_Task to complete:_
One line at a time, check the entries below for the word "changing", and copy each line that has it.

_Stored data entries:_
((

PR #1387, opened 2021-06-21
docs: Remove empty string defaults from entities

GaryClarke:
I'm not getting the SQL exception in 'Validating Data' section; empty strings are being stored instead of null being attempted.

The simplest fix is to remove the default empty strings from the entities.

This is using the Symfony and Composer install.

### DIFF
--- a/distribution/index.md
+++ b/distribution/index.md
@@ -647,6 +647,11 @@ Modify the following files as described in these patches:
       */
 +    #[Assert\Isbn]
      public ?string $isbn = null;
+     
+      * @ORM\Column
+      */
++    #[Assert\NotBlank]
+     public string $title = '';
  
       * @ORM\Column(type="text")
       */
--- a/distribution/index.md
+++ b/distribution/index.md
@@ -260,13 +260,13 @@ class Book
     public ?string $isbn = null;
 
     /** The title of this book. */
-    public string $title = '';
+    public string $title;
 
     /** The description of this book. */
-    public string $description = '';
+    public string $description;
 
     /** The author of this book. */
-    public string $author = '';
+    public string $author;
 
     /** The publication date of this book. */
     public ?\DateTimeInterface $publicationDate = null;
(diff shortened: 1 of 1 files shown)


alanpoulain:
I think it would be better to change only the `title` field by:
```php
public ?string $title = null;
```

GaryClarke:
@alanpoulain works for me...I'll update with this

dunglas:
Allowing null values here is bad DB and entity design IMHO. I would prefer to just change the wording to tell that allowing the user to not fill the title is not what we except, and introduce validation with the `#[NotBlank]` assertion. WDYT?

alanpoulain:
Not sure what you mean Kevin. The resource is not linked yet to DB. The Doctrine attribute can be not nullable but this one needs to be nullable in order to deserialize it correctly and have a `NotBlank` validation on it working as expected.

dunglas:
Exactly!

alanpoulain:
But currently (and sadly?) there is no other way to correctly have validation without using for instance DTOs.

dunglas:
I'm not sure to understand @alanpoulain

alanpoulain:
My bad maybe it works since `null` is not given directly in the input body.
You can leave it like this then but you need to modify the following paragraphs (when linking to Doctrine) @GaryClarke.

GaryClarke:
@alanpoulain good point...done now 👍

dunglas:
I don't think that we must remove the default values (this could trigger "initialized value" exceptions. Couldn't we remove the part about the SQL error and say that sending no values or an empty string doesn't trigger an error while it should?

GaryClarke:
OK...I'll change to that.

dunglas:
Thank you very much @GaryClarke, and sorry for the delay.

GaryClarke:
You're welcome @dunglas 🤝 ..even though I'd totally forgot about this 😂

PR #1389, opened 2021-06-23
docs: use attributes in controllers page

alanpoulain:


dunglas (approved):
+1 but maybe should we just follow Symfony's best practices (even if I don't like this one) and extends `AbstractController` as well as changing `__invoke` to another name.
It will probably make this documentation easier to understand for users used to "the Symfony way".

WDYT?

core/controllers.md
```diff
@@ -154,24 +156,20 @@ use ApiPlatform\Core\Annotation\ApiResource;
...
- *     }
- * })
- */
+#[ApiResource(itemOperations: [
+    'get',
+    'post_publication' => [
+        'method' => 'POST',
+        'path' => '/books/{id}/publication',
+        'controller' => CreateBookPublication::class,
+        'normalization_context' => ['groups' => ['publication']],
```
dunglas, line 165:
```suggestion
        'normalization_context' => ['groups' => 'publication'],
```

(syntactic sugar)

alanpoulain: Personally I prefer to always use arrays but OK.

alanpoulain:
> +1 but maybe should we just follow Symfony's best practices (even if I don't like this one) and extends `AbstractController` as well as changing `__invoke` to another name.
> It will probably make this documentation easier to understand for users used to "the Symfony way".
> 
> WDYT?

Why not for the `AbstractController`. I'm not so sure about changing `__invoke` though, we would need to reference the method name in the `controller` attribute and we would lose the easy way to only use the FQCN.

PR #1390, opened 2021-06-23
feat: thanks to the argument resolver, no need to use $data anymore

alanpoulain:
Related: https://github.com/api-platform/core/pull/3263


julienfalque:
Thank you for taking care of this!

))

_Result:_
+1 but maybe should we just follow Symfony's best practices (even if I don't like this one) and extends `AbstractController` as well as changing `__invoke` to another name.
> +1 but maybe should we just follow Symfony's best practices (even if I don't like this one) and extends `AbstractController` as well as changing `__invoke` to another name.
Why not for the `AbstractController`. I'm not so sure about changing `__invoke` though, we would need to reference the method name in the `controller` attribute and we would lose the easy way to only use the FQCN.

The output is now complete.